Last time, I gave a rough outline of a hybrid approach for obtaining the dimensions of a conceptual space that uses both multidimensional scaling (MDS) and artificial neural networks (ANNs) [1]. Today, I will show our first results (which we will present next week at the AIC workshop in Palermo).
But first, as a quick recap, take a look at Figure 1 which illustrates the overall workflow of our hybrid approach: We obtain psychological similarity ratings for a subset of our overall data set, run MDS to get a conceptual space, and train an ANN to learn the mapping from image to MDS point. An additional secondary task like classification is introduced in order to fight overfitting.
In order to check whether this proposed approach works, we used already existing data sets and tools:
We decided to use the NOUN data set [2], which consists of 64 images of novel and unusual objects, along with pair-wise similarity ratings obtained in a psychological study. Figure 2 shows some example images and their positions in a two-dimensional conceptual space derived by MDS. We also investigated a four- and an eight-dimensional conceptual space.
Training a deep neural network from scratch takes a lot of time and can be relatively complicated. In order to avoid this additional work, we used the Inception-v3 network [3] which had been pre-trained on the ImageNet data set. We removed the output layer of the network and replaced it by a simple linear regression. We kept all other weights of the network fixed and only trained the linear regression to map onto the points in the conceptual space.

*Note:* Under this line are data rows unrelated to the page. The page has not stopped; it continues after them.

PR #623, opened 2026-09-05
feat: passively refresh mirrored native models

B1gM8c:
## Problem

An OpenAI Responses-compatible gateway can expose new native-compatible model
ids before codex-router's checked-in registry knows about them. The existing
refresh command updates the native catalog, but operators still have to notice
the provider change and curate another route manually. A periodic polling loop
would solve freshness at the cost of repeated network traffic and could restart
the router while Codex turns are active.

A managed mirror also regenerated its full metadata record. If an operator had
live-tested one exact provider/model route and set
`supportsSearchHistory: true`, the next catalog refresh removed that proof.
Continuing a conversation containing a completed `web_search_call` then failed
locally with `model_search_not_supported`, even though that exact upstream
route accepted the history.

The native catalog can also expose the client-only `ultra` reasoning rung for a
model whose exact private route has been live-tested. Managed refreshes
previously removed that route-specific override, forcing the operator to add it
back after every metadata refresh.

## Solution

- Allow an OpenAI Responses provider to opt in to private model discovery and
  native-model mirroring.
- Mirror only the exact intersection of the signed-in Codex catalog and the
  provider's live `/models` response. Generated entries carry an ownership
  marker; manually curated entries remain authoritative, and a transiently
  incomplete provider response never deletes a working route.
- Refresh passively from local lifecycle events rather than a polling loop.
  Router startup and the end of traffic schedule one check after 30 seconds of
  continuous idle time. A new request cancels that idle grace period.
- Coalesce triggers across processes with an owner-private durable reservation.
  Successful checks cool down for 24 hours; failures back off exponentially
  from 1 hour to a 24-hour cap. The worker is detached, time-bounded, and never
  performs provider discovery on the synchronous request path.
- Skip route publication and service restart when the mirrored intersection is
  unchanged. The explicit `refresh-catalog` command remains the immediate
  override and resets the cooldown.
- Preserve an operator-supplied boolean `supportsSearchHistory` only on the
  same managed provider/model route. New models remain conservative: the flag
  is neither inferred from Responses compatibility nor copied from another
  model.
- Preserve an operator-added `ultra` rung only on the same managed route and
  only while the signed-in native catalog continues to advertise `ultra`. New
  mirrors stay conservative, and another route cannot donate this capability.
- Preserve an exact boolean kill switch in the generated macOS, Linux, and
  Windows service definitions.

Codex still reads its picker catalog at application startup, so a newly
published model becomes visible after fully quitting and reopening Codex.

## Safety properties

- Provider opt-in is limited to the OpenAI Responses protocol.
- Scheduling state is bounded, schema-validated, mode `0600`, and written
  atomically without upstream errors, response bodies, URLs, or credentials.
- A reservation is persisted before network I/O, preventing restart storms if
  the worker crashes.
- Existing user routes and unrelated provider configuration are not rewritten.
- Search-history replay and `ultra` remain exact-route, explicitly verified
  capabilities; a stale native `ultra` declaration is removed rather than kept.
- No private provider configuration or credentials are part of this branch.

## Verification

- `npm run check` — passed.
- Related regression suite — 174 passed, 1 platform skip, 0 failed.
- Passive-refresh adversarial suite — 12 passed, including 1,000 competing
  in-process triggers, 12 concurrent processes sharing one reservation, traffic
  cancellation, corrupt/symlink state, launcher failures, and secret-retention
  checks.
- Search-history/mirror focused suites — 15 passed, 0 failed: capabilities on
  a different route are not inherited, exact verified overrides survive managed
  metadata refresh, unsupported routes remain rejected, verified replay is
  forwarded, and `ultra` is withdrawn when native metadata no longer exposes it.
- GitHub Actions is green across the full Ubuntu, macOS, and Windows test
  suites, the unified native macOS lifecycle, both Electron packages,
  deterministic provider discovery, and GitGuardian.
- Installed from this branch on macOS: service readiness passed and the router
  PID stayed stable. With active Codex traffic present, the idle gate correctly
  withheld the refresh worker.
- The complete PR diff passed targeted private-value and credential-shape
  scans.

### DIFF
--- a/README.md
+++ b/README.md
@@ -593,6 +593,29 @@ broader vendor profile just to repair `tool_choice`. The provider's own
 local to your machine and are not vetted by the repository's compatibility
 tests.
 
+A private OpenAI Responses gateway can opt into automatic native-model
+mirroring in its local registry fragment:
+
+```json
+{
+  "protocol": "openai-responses",
+  "allowPrivate": true,
+  "mirrorNativeModels": true
+}
+```
+
+`allowPrivate` is required only for a private or loopback discovery endpoint.
+During `./bin/refresh-catalog`, the router asks the signed-in Codex account for
+its current native catalog and asks each opted-in provider for `/models`. It
+automatically adds or updates only exact model-id matches that are visible to
+the account and advertised by that provider. Provider-only ids, hidden native
+models, and manually curated entries are left untouched. Automatically
+mirrored routes remain conservative: client-only `ultra` reasoning is not advertised
+for an automatically mirrored upstream whose `/models` response cannot certify
+it. A manually curated route remains authoritative. Codex still loads the
+resulting `model_catalog_json` at startup, so fully quit and reopen the app to
+see a newly mirrored model.
+
 The same managed OpenAI base URL also serves `/v1/embeddings`, but only for a
 model whose local or checked-in metadata explicitly names the capability. A
 model that is both conversational and embedding-capable declares its normal
--- a/README.md
+++ b/README.md
@@ -612,7 +612,11 @@ the account and advertised by that provider. Provider-only ids, hidden native
 models, and manually curated entries are left untouched. Automatically
 mirrored routes remain conservative: client-only `ultra` reasoning is not advertised
 for an automatically mirrored upstream whose `/models` response cannot certify
-it. A manually curated route remains authoritative. Codex still loads the
+it, and search-history replay is not inferred from another model or from
+Responses compatibility alone. After live-testing one exact managed route, an
+operator may set its `supportsSearchHistory` boolean in the protected
+`user-models.json`; later mirror refreshes preserve that route-specific proof.
+A manually curated route remains authoritative. Codex still loads the
 resulting `model_catalog_json` at startup, so fully quit and reopen the app to
 see a newly mirrored model.
 
--- a/README.md
+++ b/README.md
@@ -610,12 +610,14 @@ its current native catalog and asks each opted-in provider for `/models`. It
 automatically adds or updates only exact model-id matches that are visible to
 the account and advertised by that provider. Provider-only ids, hidden native
 models, and manually curated entries are left untouched. Automatically
-mirrored routes remain conservative: client-only `ultra` reasoning is not advertised
-for an automatically mirrored upstream whose `/models` response cannot certify
-it, and search-history replay is not inferred from another model or from
-Responses compatibility alone. After live-testing one exact managed route, an
-operator may set its `supportsSearchHistory` boolean in the protected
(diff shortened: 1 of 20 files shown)


PracticalSwan (changes requested):
Current `main` has moved materially in the exact catalog/refresh paths this PR changes, and GitHub correctly reports the branch as conflicting. This needs a semantic rebase before it is merge-ready.

I reproduced the current three-way conflicts locally against `origin/main=ea3dbb5` (merge base `5db9b31`). The important overlaps are not cosmetic:

- `src/catalog.mjs`: merged #624 added `nativeCacheCanRefreshInPlace()` / `nativeCatalogCanRefreshInPlace()` so signed-in refresh can use the separate native cache without rewriting `config.toml`; #627 then added same-version Codex runtime/binary fingerprint handling. The current conflict markers show the PR side would otherwise drop pieces of that newer authority/fingerprint logic.
- `src/refresh-catalog.mjs`: #624 added the signed-in in-place refresh path specifically to avoid unnecessary config transport rewrites / Windows sharing failures. Preserve that behavior when integrating this PR's live-account refresh and mirror logic.
- `src/router.mjs`: current main has #624's 5-minute `nativeCatalogDriftCheckTimer`, while this PR adds the event-driven idle `passiveCatalogRefresh` scheduler. The rebase should intentionally replace/retire the periodic poll when passive mirroring owns the same refresh responsibility; do not leave both mechanisms active and allow duplicate refresh/restart scheduling.
- `src/router.mjs` also contains merged #629 provider-affinity behavior for routed `collaboration.spawn_agent` calls. That must survive the rebase unchanged.
- The corresponding `test/catalog.test.mjs` and `test/refresh-catalog.test.mjs` conflicts need to retain #624/#627 regression coverage while adding the passive-mirror cases.

The core passive-refresh design remains compelling (idle gate, durable singleflight/cooldown, no synchronous provider discovery), but I cannot approve the stale branch because an incorrect conflict resolution can regress native catalog freshness, same-version runtime replacement detection, Windows config safety, or routed subagent billing boundaries.

After rebasing onto current main, please re-run at least the catalog/refresh/passive suites plus the full `npm test`/`npm run check` matrix. I can re-review the resolved integration.

duolahypercho:
Thanks for this — the idle-gated, single-flight refresh design is solid. Since it was opened, the native catalog refresh path has been reworked three times (#624, #635, and the client_version freshness fix for #645), so this branch would need a redesign on top of current main rather than a conflict resolution, and it would need to replace the 5-minute drift poll rather than run beside it.

Closing to keep the queue clean; a fresh PR against current main is very welcome, and the search-history preservation piece would be a good standalone PR on its own.

PR #630, opened 2026-09-05
fix(windows): preserve explicit service stop with heartbeat

PracticalSwan:
## Why

Follow-up to #618. The minute heartbeat correctly recovers a dead Windows router, but it also re-fires after an intentional `service stop` because the scheduled task remains enabled.

On a live Windows install I reproduced this sequence:

1. `service stop` returned `{"state":"stopped"}` and router health went down.
2. The scheduled task remained enabled.
3. The next minute heartbeat relaunched the router automatically.

That makes explicit stop non-persistent.

## Fix

- Disable the scheduled task before ending the active instance on explicit `stop`.
- Re-enable the task before `start` or `restart` runs it.
- Keep stop idempotent when the task is already missing.
- Leave the heartbeat itself unchanged, so crash/power-event recovery still works whenever the service is intentionally enabled.

## Verification

- Added a regression that fails on current `main` before the fix.
- `node --test test/service-render.test.mjs` — pass on Windows (platform-safe scheduler stub cases skip on win32 by repository design).
- Adjacent service/process/task-state/hidden-console tests — 35 total, 19 pass / 16 intentional platform skips, 0 fail.
- `npm run check` — pass.
- `git diff --check` — pass.
- Live Windows validation of the same service semantics:
  - after `stop`: task `Disabled`, no router start process, health down;
  - after waiting 63 seconds across the heartbeat boundary: task still `Disabled`, no router process, health still down;
  - after `start`: task `Running`, two triggers present, `StartWhenAvailable=True`, router health restored;
  - Codex `config.toml` hash remained unchanged.

This preserves #618's self-healing behavior without overriding an explicit user stop.

### DIFF
--- a/src/service-windows.mjs
+++ b/src/service-windows.mjs
@@ -394,6 +394,13 @@ function taskExists() {
   }
 }
 
+function setTaskEnabled(enabled) {
+  schtasks(
+    ["/Change", "/TN", taskName, enabled ? "/ENABLE" : "/DISABLE"],
+    { quiet: true, mutating: true },
+  );
+}
+
 function taskState() {
   const script =
     "try { [Console]::Out.Write((Get-ScheduledTask -TaskName $env:CODEX_ROUTER_TASK).State.ToString()) } catch { exit 1 }";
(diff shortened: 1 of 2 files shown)


PracticalSwan:
Fresh maintenance validation after Codex Desktop updated to 26.901.5280.0 / codex-cli 0.153.4: the installed Windows router service remains healthy, with two scheduled-task triggers and StartWhenAvailable enabled. The historical 0x800710E0 LastTaskResult continues to correspond to an IgnoreNew duplicate-trigger refusal while the task is already Running, not a dead router. I did not alter the live scheduled task. PR #630 remains relevant specifically to preserving an explicit stop across heartbeat triggers.

PracticalSwan:
Additional note: this validation was read-only with respect to the scheduled task itself; no stop/start/reinstall was performed during the check.

PR #631, opened 2026-09-05
test: make Control Center locale deterministic

tanakaduxi:
## Problem

On hosts whose browser locale is not English, renderer tests can render
translated Control Center UI while continuing to locate English labels.
For example, a Japanese locale causes English role and text locators to
time out even though the product is behaving as configured.

## Root cause

The Control Center chooses its initial language from the stored
`codex-router-language` preference, then `navigator.language`, and finally
falls back to English. The renderer test pages did not set either input,
so their language depended on the host.

## Fix

Create renderer test pages through a small helper that stores the English
Control Center preference with `page.addInitScript()` before navigation
and application initialization.

The existing assertions, selectors, timeouts, and product source are
unchanged.

## Validation

- Focused renderer regressions: 3/3 passed
- Locale regression check: passed
- `npm run check`: passed
- `npm run build`: passed
- `npm test`: 96 passed, 0 failed, 1 documented skip

### DIFF
--- a/apps/control-center/test/renderer.test.mjs
+++ b/apps/control-center/test/renderer.test.mjs
@@ -570,6 +570,14 @@ const chromiumPath = [
   process.env.LOCALAPPDATA && path.join(process.env.LOCALAPPDATA, "Google", "Chrome", "Application", "chrome.exe"),
 ].find((candidate) => candidate && existsSync(candidate));
 
+async function newEnglishTestPage(browser, options) {
+  const page = await browser.newPage(options);
+  await page.addInitScript(() => {
+    localStorage.setItem("codex-router-language", "en");
+  });
+  return page;
+}
+
 test("the production renderer exposes model discovery and picker actions", { timeout: 120_000 }, async () => {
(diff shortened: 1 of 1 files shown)


PracticalSwan (approved):
Validated independently on Windows 11 against head `55f5b13`.

The change is scoped to the renderer test harness and correctly installs the `codex-router-language=en` preference with `page.addInitScript()` before product scripts run on navigation.

Local verification in a clean detached worktree using the PR's committed Control Center lockfile:
- `npm --prefix apps/control-center run check` — pass
- `npm --prefix apps/control-center run build` — pass
- `node --test apps/control-center/test/renderer.test.mjs` — 6/6 pass

I then temporarily forced every test page in the disposable worktree to Playwright locale `ja-JP` while retaining this PR's init script. The same renderer suite still passed 6/6, which directly exercises the locale-independence this PR is intended to provide. The temporary locale forcing was reverted and the worktree was clean afterward.

GitHub Actions currently shows `action_required` rather than a test failure, consistent with an external-contributor workflow awaiting approval. I found no code issue in the proposed test-only change.

PR #708, opened 2026-09-11
fix: show Chat Completions reasoning in Codex

duolahypercho:
## Problem

Codex showed no reasoning for Chat Completions routes. That includes `commandcode/hy4-preview`, `opencode-go/deepseek-v4.1-flash` and every other route that goes through LiteLLM's Chat Completions → Responses bridge. The models were reasoning, but Codex threw the reasoning away:

- Recent Codex Desktop rollouts on `opencode-go/deepseek-v4.1-flash` contain **0 reasoning items across 204 assistant messages**.
- `grok-oauth/grok-4.6` (which has the existing repair) and `zai-coding/glm-5.3-flash` (a Responses-native provider) do record reasoning.

A live capture through the router shows the broken bridge shape:

```text
response.output_item.added            id=msg_…   out=0 message
response.content_part.added           id=msg_…   out=0
response.reasoning_summary_text.delta id=rs_127734569…  out=0
response.reasoning_summary_text.delta id=rs_547957579…  out=0
response.reasoning_summary_text.delta id=rs_-6290613820… out=0   (×45, a fresh hashed id each)
response.output_text.delta            id=msg_…   out=0
```

The stream never sends a reasoning `output_item.added` or `reasoning_summary_part.added`, and the deltas sit on the message's `output_index`. Codex drops deltas that don't belong to an open item. This is the same failure #597 fixed for Grok OAuth only.

A second problem sits on top of the first. LiteLLM echoes the request's `instructions` and full `tools` array in `response.created` (`streaming_iterator.py`). In Codex Desktop that frame is larger than the repair's 256 KiB pre-commit bound, which switches the repair off for the whole stream. This is the same prelude that #690 fixed for the namespace relay.

## Fix

- `reasoningSummaryCompatTransform` attaches the existing lifecycle repair to every provider whose `protocol` is Chat Completions (`openai`, the default):
  - Direct `deepseek` is excluded because `DeepseekToolMessageCompatTransform` already repairs its bridge.
  - `anthropic` and `openai-responses` providers never pass through this bridge, so they get no new stage.
- Grok OAuth keeps its gateway-error normalization. Other routes relay an untyped LiteLLM error envelope byte-identical, after closing the reasoning item as `incomplete` and releasing any message the repair was holding.
- The pre-commit frame bound rises from 256 KiB to 10 MiB, matching the namespace relay's. The committed bound stays at 64 MiB.
- AGENTS.md records the scope, the error-envelope rule and the prelude bound. CHANGELOG entry added.

## Verification

- **Offline replay of a real Hy4 stream.** A `commandcode/hy4-preview` stream captured through the live router went through `repair → TranslatedToolMessageCompatTransform`. It came out as one reasoning item with a stable id and all 45 deltas, the message moved to `output_index` 1, and `response.completed.output` = `[reasoning, message]`. A tool-call turn in the DeepSeek live-fixture shape came out with reasoning at index 0 ahead of the call.
- **New tests:**
  - A router case with a Desktop-sized (>256 KiB) `response.created` on `commandcode/hy4-preview`.
  - Unit cases for that prelude, the factory scope and non-Grok error envelopes.
  - The existing Grok, direct-DeepSeek and translated-OpenCode router cases still pass.
- `npm run check` passes.
- `npm test`: 3,979 tests, 3,952 passed, 0 failed, 27 skipped.

Not yet done: a live Codex Desktop turn on the patched service showing a `reasoning` item in its rollout.

### DIFF
--- a/AGENTS.md
+++ b/AGENTS.md
@@ -2083,6 +2083,39 @@ label, so `src/message-phase.mjs` assigns one.
    already sequential. Coverage lives in `test/message-phase.test.mjs` and the
    routed case in `test/namespace-relay-routing.test.mjs`.
 
+## Chat Completions reasoning reaches Codex as one reasoning item
+
+LiteLLM 1.96's Chat Completions to Responses bridge opens the assistant message
+first, then streams `response.reasoning_summary_text.delta` under a fresh
+hashed `rs_…` id per delta (or the message's id), with no reasoning
+`output_item.added` or `reasoning_summary_part.added` and on the message's
+`output_index`. Codex drops deltas that belong to no open item, so reasoning
+never rendered and no reasoning item was saved to the thread. That held for
+every Chat Completions route (measured on `commandcode/hy4-preview` and
+`opencode-go/deepseek-v4.1-flash`), not only Grok.
+
+1. **One repair, scoped by protocol.** `reasoningSummaryCompatTransform` in
+   `src/grok-reasoning-summary-compat.mjs` attaches the lifecycle repair to
+   every provider whose `protocol` is Chat Completions (`openai`, the default).
+   Direct `deepseek` is excluded because `DeepseekToolMessageCompatTransform`
+   already repairs its bridge, and `anthropic` and `openai-responses`
+   providers do not reach this bridge. Widening it to another protocol needs a
+   captured stream from that protocol first.
+2. **Grok's gateway-error wording stays on Grok OAuth.** Only `grok-oauth`
+   replaces an untyped LiteLLM error envelope with the fixed local error. Other
+   routes relay that envelope byte-identical, after closing the reasoning item
+   as `incomplete` and releasing any message the repair was holding.
+3. **The pre-commit frame bound is 10 MiB, like the namespace relay's.**
+   LiteLLM echoes the request's `instructions` and full `tools` array in
+   `response.created`, and a Codex Desktop tool list exceeds 256 KiB. A smaller
+   bound releases that frame raw and disables the repair for the whole stream,
+   which no mock gateway with a tiny prelude reproduces. Any fixture for this
+   path must echo a Desktop-sized tool list.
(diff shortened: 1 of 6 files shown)


duolahypercho:
Reviewed — **merge**, with one test gap worth closing.

The gate widening is architecturally protected the way it needs to be: the class distinguishes a canonical reasoning lifecycle (stable `item_id`, array-typed `summary`) from Grok's orphaned/hashed-id shape and passes canonical events through byte-identical, and `normalizeGatewayErrors: false` keeps non-Grok gateway errors unrewritten. `deepseek` is correctly excluded (it has its own repair), and `anthropic`/`openai-responses` protocols fall out of the same check — the factory-scoping test asserts all three against the registry's real protocol vocabulary.

The tests use the real echoed prelude rather than a bare envelope — the 400-tool frame asserts `Buffer.byteLength(created) > 256 * 1024`, and the router-level test runs the full mock gateway with the same real-sized prelude. AGENTS.md records the shapes as measured on `commandcode/hy4-preview` and `opencode-go/deepseek-v4.1-flash`, which matches what the fixtures look like.

**The gap:** there is no fixture exercising the widened gate against the GLM-thinking / `reasoning_content` lane. Both new tests are genuinely orphaned-hash-id cases, so nothing pins the claim that a canonical stream on a route restored by a *different* mechanism (`src/chat-reasoning.mjs`) still passes through untouched. I lean toward it being fine — the lifecycle check should cover it — but the passthrough is the property the widening depends on, and it is currently unasserted. A byte-identical-passthrough test for that lane, mirroring the existing Grok "canonical streams pass byte-identical" one, would close it.

Also worth noting `grok-api` (non-OAuth) newly enters the repair path. That looks intentional — same xAI-via-LiteLLM backend, same hashed-id defect class — just flagging it as a deliberate scope change rather than a side effect.

Same note as #710: going past the new 10 MiB bound is still an unlogged self-disable.

PR #710, opened 2026-09-11
fix: admit LiteLLM's echoed prelude in the DeepSeek stream repairs

duolahypercho:
## The bug

LiteLLM's Chat Completions to Responses bridge echoes the request's
`instructions` and whole `tools` array in `response.created` **and**
`response.in_progress`. Both SSE repairs in
`src/deepseek-tool-message-compat.mjs` — the blank-assistant-message cleanup
that serves every translated route, and direct DeepSeek's reasoning-bridge
repair — bounded a pre-commit frame at 256 KiB. A frame over that bound is
released raw and the repair disables itself for the rest of the response, so a
session with a large tool list kept LiteLLM's blank assistant message in the
turn and never got its DeepSeek reasoning item rebuilt. Mock gateways answer
with a bare envelope, so nothing in the suite crossed the bound.

This is the same prelude PR #690 raised `MAX_SSE_FRAME_BYTES` to 10 MiB for in
`src/namespace-relay.mjs`.

## Measured, not inferred

Probed offline against the repository's pinned LiteLLM 1.96.0
(`litellm.aresponses(..., use_chat_completions_api=True, stream=True)` against
a loopback mock upstream, synthetic credentials, no provider quota), with 300
tools and a 16 KiB `instructions` string:

| event | bytes | tools echoed |
| --- | --- | --- |
| `response.created` | 409,568 | 300 |
| `response.in_progress` | 409,572 | 300 |
| `response.completed` | 716 | `[]` |

## The byte bound was not the only one

Raising `MAX_FRAME_BYTES` alone left the new test failing on the same
assertion. `strictJsonPreflight` also budgets **object members per frame**
(8 KiB) and key code units (128 KiB), and a tool list is member-dense JSON
Schema. Both scan budgets are now derived from the frame bound at the density
the 256 KiB bound allowed — one member per 32 bytes, one key code unit per
2 bytes — so the previous values fall out unchanged at the old bound.

`maxCandidateBytes` (64 KiB) is deliberately **not** raised: a prelude frame is
relayed as soon as it parses and is never held, and `response.completed`, which
*is* held, echoes nothing (see the table).

Accumulator storage grown past an ordinary event is released once its frame is
taken, so one large prelude no longer pins that capacity for the whole stream.

## Tests

Written failing first, then fixed:

- `test/routing.test.mjs` — "router keeps DeepSeek message repairs behind a
  Desktop-sized prelude": one router, a translated `opencode-go/deepseek-v4-flash`
  turn and a direct `deepseek/...` turn, with the mock gateway echoing the
  request's real tool list the way LiteLLM does. It asserts the echoed prelude
  crosses **both** old budgets before asserting either repair.
- `test/deepseek-tool-message-compat.test.mjs` — "default bounds admit
  LiteLLM's echoed Desktop-sized prelude", covering both transforms directly,
  and pinning the member budget as a distinct bound by showing the same prelude
  still fails open byte-for-byte under a small `maxJsonMembers`.

Fail-open semantics are unchanged, and the existing small-limit cases still
pass.

## Verification

`npm run check` plus `deepseek-tool-message-compat` (91), `routing` (133),
`namespace-relay-routing` (31), `namespace-relay-custom` (6),
`deepseek-responses-routing` (7), `message-phase` (14), and
`empty-completion-router` (39) all pass on the rebased branch.

Failures seen earlier were machine load, not this diff: with other suites
saturating the host (load average >200), scattered Grok/health tests failed on
an **untouched `origin/main` worktree** identically, and each one passed 3-5/5
on both trees once load dropped.

## Cost, measured and then fixed

My first estimate here was wrong and is worth flagging: I measured ~80 ms per
MiB while another process had this machine at load average >200. Uncontended,
the honest numbers are much smaller, and the second commit removes most of what
was left.

The frame accumulator walked the prelude one byte at a time, which cost 49 ms
on an 8 MiB frame by itself. It now jumps between line feeds with `indexOf` and
copies each run in one `Buffer.copy`: 5.3 ms for the same frame.

End to end through the transform, uncontended:

| prelude | cost |
| --- | --- |
| 409 KiB (300 tools, the real case) | 3-6 ms |
| 1.5 MiB | ~11 ms |
| 7.6 MiB (near the bound) | ~53 ms |

The bulk scanner is verified against the previous per-byte implementation over
60,000 randomized streams and chunk boundaries — frames, separators, oversize
cuts, stop requests and remainders all identical — and a new test splits the
same stream at every byte offset, in both newline spellings, through both
transforms, since a separator can be cut across chunks in three places.

A regex fast path for the JSON uniqueness scan was also prototyped and
**dropped**: 400,000 differential cases passed but it was no faster.

### DIFF
--- a/AGENTS.md
+++ b/AGENTS.md
@@ -1970,10 +1970,16 @@ the most tools, and no mock gateway with a bare envelope shows it.
    skip part of a frame to fit a budget. Accumulator storage grown past an
    ordinary event is released once its frame is taken, so one large prelude
    does not pin that capacity for the whole stream.
-4. **The scan costs CPU in proportion to the frame.** Every byte of a large
-   prelude is scanned synchronously on the router's event loop. Raising a bound
-   again, or adding another pre-commit parser on the routed path, needs a
-   measurement against a frame at the new bound, not only a passing test.
+4. **The scan costs CPU in proportion to the frame, so keep it bulk.** A
+   pre-commit frame is decoded, uniqueness-scanned, and parsed synchronously on
+   the router's event loop. Measured on the 409 KiB prelude that prompted this:
+   3-6 ms, scaling at roughly 7 ms per MiB to 53 ms at 7.5 MiB. The frame
+   scanner reaches that by jumping between line feeds rather than walking every
+   byte -- the per-byte loop it replaced cost 49 ms on an 8 MiB frame on its
+   own. Raising a bound again, or adding another pre-commit parser to the
+   routed path, needs a measurement at the new bound rather than only a passing
+   test. Measure uncontended: on a loaded machine these numbers inflate by more
+   than an order of magnitude and invite a fix for a cost that is not there.
 5. **Fixtures for this path echo a large, dense tool list.** "router keeps
    DeepSeek message repairs behind a Desktop-sized prelude" in
    `test/routing.test.mjs` asserts that its echoed prelude crosses both old
--- a/AGENTS.md
+++ b/AGENTS.md
@@ -1937,6 +1937,49 @@ cheap plans means speaking that route.
    and it is why the note stays on the registry entry now that the plan no
    longer blocks access outright.
 
+## LiteLLM's echoed prelude sets the pre-commit frame bounds
+
+LiteLLM 1.96's Chat Completions to Responses bridge copies the request's
+`instructions` and whole `tools` array into both `response.created` and
+`response.in_progress` (`_default_response_created_event_data` in
+`litellm/responses/litellm_completion_transformation/streaming_iterator.py`);
+its `response.completed` does not echo them. Measured against the pinned
+LiteLLM offline, with no provider quota: a 300-tool list and a 16 KiB
+`instructions` string make `response.created` and `response.in_progress`
+409 KiB each, while `response.completed` stays at 716 bytes and carries
+`tools: []`. A stream repair that meets a frame over any of its pre-commit
+budgets releases the bytes raw and switches itself off for the rest of the
+response, so a small budget disables the repair in exactly the sessions with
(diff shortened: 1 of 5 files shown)


duolahypercho:
Reviewed — **merge**. The thing I most wanted to check is the one this gets right: **both bounds were raised, not just the byte bound.**

`MAX_FRAME_JSON_MEMBERS` and `MAX_FRAME_JSON_KEY_CODE_UNITS` are now derived from `MAX_FRAME_BYTES` (`/32` and `/2`) rather than flat. Raising the byte bound alone would have left a Desktop-sized tool list failing the same frame open on the member budget — and the test proves it directly by re-running the same fixture with the old `maxJsonMembers: 8 * 1024` and asserting the output passes through raw.

The `SseFrameAccumulator` rewrite from byte-by-byte to bulk `indexOf` checks out: `from` strictly advances every iteration so there is no infinite loop, and the cross-chunk `byteBefore()` lookback and "first separator wins, LF before CRLF" ordering both match the original semantics. `take()` copying out and dropping `#storage` back to `Buffer.alloc(0)` above 256 KiB means there is no per-connection high-water leak; worst case is N concurrent streams × ~10 MiB, which matches the precedent `namespace-relay.mjs` already set.

Test quality is good — `a frame split at any byte boundary repairs identically` fuzzes every chunk-split offset for both line-ending styles and both transform classes, and the router-level test echoes the actual request body back the way real LiteLLM does, asserting the prelude crosses *both* old bounds before checking repair correctness.

One note that applies to #708 as well: crossing the (now 10 MiB) bound is still a silent self-disable — zero `console.` calls in the file. The fallback is safe and AGENTS.md documents it as deliberate, but if a future prelude ever exceeds 10 MiB the original bug recurs with no operator-visible signal at all. Worth a one-line warn at some point.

Figure 3 shows the results of our study for a four-dimensional conceptual space. The best baseline we found always predicts the origin (i.e., the point with the coordinates (0, 0, … , 0)) and has a quite high RMSE (i.e., it performs considerably bad). For our regression, we analyzed two variants: One of them learned the correct mapping to the MDS space (“Real”) and another one learned a modified mapping, where the assignment of images to points had been shuffled (“Shuffled”). The results show that learning a mapping to the real conceptual space seems to be easier than learning a mapping to an arbitrary space. This indicates that the similarity structure of the conceptual space is useful in learning processes. Unfortunately, we also have to note the relatively large difference between the training and the test set which is an indication that the linear regression overfits the data (i.e., it almost perfectly memorizes the mappings seen during the training phase, but it fails to make good guesses for unseen data points).
Reducing the amount of overfitting will be one of the focus topics in continuing this line of research. Nevertheless, we think that our first results are promising and that this hybrid approach is worth to be investigated further.
References
[1] Lucas Bechberger and Elektra Kypridemou: “Mapping Images to Psychological Similarity Spaces Using Neural Networks” AIC 2018. Link
[2] Horst, J. S. & Hout, M. C.: “The Novel Object and Unusual Name (NOUN) Database: A Collection of Novel Images for Use in Experimental Research” Behavior Research Methods, 2016, 48, 1393-1409.
[3] Szegedy, C.; Vanhoucke, V.; Ioffe, S.; Shlens, J. & Wojna, Z.: “Rethinking the Inception Architecture for Computer Vision” Proceedings of the IEEE Conference on Computer Vision and Pattern Recognition, 2016, 2818-2826.